IN THE MATTER OF THE
GUARDIANSHIP OF
T.J.M., a minor.
_____________________________

                   Submitted December 16, 2021 – Decided December 23, 2021

                   Before Judges Haas and Mitterhoff.
              On appeal from the Superior Court of New Jersey,
              Chancery Division, Family Part, Hudson County,
              Docket No.
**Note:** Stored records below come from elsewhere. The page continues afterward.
PR #216, opened 2016-04-19
[#117909253] Add shellcheck binary to the repo.

alext:
## What

Installing shellcheck from debian sid is no longer working, and
resulting in dependency errors (eg https://travis-ci.org/alphagov/paas-cf/builds/124150110).

This adds a shellcheck linux binary to the repo, and updates Travis to
use it. This binary is extracted from the ubuntu wily package version 0.3.7-1.

## How to review

Verify that the Travis build now passes

## Who can review

Anyone but myself.

### DIFF
--- a/.travis.yml
+++ b/.travis.yml
@@ -10,15 +10,18 @@ env:
 addons:
   apt:
     sources:
-      - debian-sid
       - git-core
     packages:
-      - shellcheck
       - git
 
 before_install:
-  - mkdir ~/bin
-  - export PATH=~/bin:$PATH
+  - |
+    mkdir ~/bin
+    export PATH=~/bin:$PATH
+  - |
+    echo "Fetching shellcheck"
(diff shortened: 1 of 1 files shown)


keymon:
I think it is better to put it as a release as a **temporary solution**, because if not it will be in the git history, increasing the size of the project.

alext:
I've updated this to download from a Github release as suggested.

timmow:
Is it worth making sure [this is cached](https://docs.travis-ci.com/user/caching/#Arbitrary-directories) between builds?

alext:
> Is it worth making sure this is cached between builds?

I don't think so as part of this PR. This is about getting the builds unblocked again, and I don't want to distract from that.  We're already downloading terraform and spruce each time without caching them.

keymon:
Works and LGTM... merging.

FG-09-0133-20.

              Joseph E. Krakora, Public Defender, attorney for
              appellant (Caitlin A. McLaughlin, Designated Counsel,
              on the briefs).

              Andrew J. Bruck, Acting Attorney General, attorney for
              respondent (Sookie Bae-Park, Assistant Attorney
              General, of counsel; Sara M. Gregory, Deputy Attorney
              General, on the brief).

              Joseph E. Krakora, Public Defender, Law Guardian,
              attorney for minor (Meredith, Alexis Pollock, Deputy
              Public Defender, of counsel; Todd Wilson, Designated
              Counsel, on the brief).

PER CURIAM

        Defendant D.L.M. 1 is the biological mother of T.J.M., 2 born in February

2019. Defendant appeals from the March 18, 2021 judgment of guardianship

terminating her parental rights to the child. Defendant contends the Division of

Child Protection and Permanency (Division) failed to prove each prong of

 N.J.S.A. 30:4C-15.1(a) by clear and convincing evidence. The Law Guardian

supports the termination on appeal as it did before the trial court.



1
  We refer to the parties and the child by initials to protect their privacy. R.
1:38-3(d)(12).
2
    T.J.M.'s biological father, J.E.D., passed away in August 2019.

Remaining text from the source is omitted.